Monthly language dev meeting

The monthly language dev meeting will be held on the

  • second Thursday of the month, 10 am New York time

That’s 1 hour before the regular Stan meeting, and concretely, means meetings on

  • Thursday, 9 September, 2021
  • Thursday, 7 October, 2021 [first Thursday of the month due to conflicts]
  • Thursday, 11 November, 2021
  • Thursday, 9 December, 2021

I propose we have a first meeting to discuss something like a roadmap of to-do items on:

  • Thursday, 9 September, 10 am New York time

Please let me know if you want me to put you on the Google Calendar invite list for the meeting.

I want to make sure this time is OK with everyone who has been contributing to the language and wants to attend. That includes at least @nhuurre, @rok_cesnovar, @stevebronder, @WardBrian, @rybern, @seantalts, @mitzimorris, @mgorinova.
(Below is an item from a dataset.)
Issue #1242, opened 2024-11-17
Improve the realtime example by passing some data over the channel


mdepot:
This is to suggest a minor improvement to the realtime example.  Currently the /examples/README.md file says it "demonstrates the use of go channels to perform realtime communication with a Bubble Tea application."

Right now a channel is in use, however no data is being passed over it, so it's not really demonstrating how to update the model with something that was passed over a channel.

Please add anyone I’ve missed who you think might be interested.

We’ll make sure not to conflict with the math library meetings that @syclik runs in the same time slot or the general Stan meetings that @andrewgelman runs in the following time slot.

11 Likes

sounds good. please put me on the invite.

I am in.

I would love to attend

I’m in as well!

Interested

I am also interested

Also interested

Email for google calendar: thestoropoli@gmail.com

I would also be happy to join.

2 Likes

Great idea, I’d like to join

Just confirming we’ll be doing this tomorrow, 9 September at 10 am. Everyone who responded here saying they were interested should have a Google calendar invite.

I’d like to focus on the following two questions during the meeting.

Where are we?

I’d like to start with a survey of issues that people think are important to address in the short term, either because they’re bugs or blocking something else. This can be anything from the way the code is organized, how function argument testing works, to how it interacts with C++.

What I want out of this is a prioritized list of things that need to be fixed or improved.

Where are we going?

I’d like to collect a list of the big features we’d like to see going forward. By that I mean ones big enough that there should be a design doc.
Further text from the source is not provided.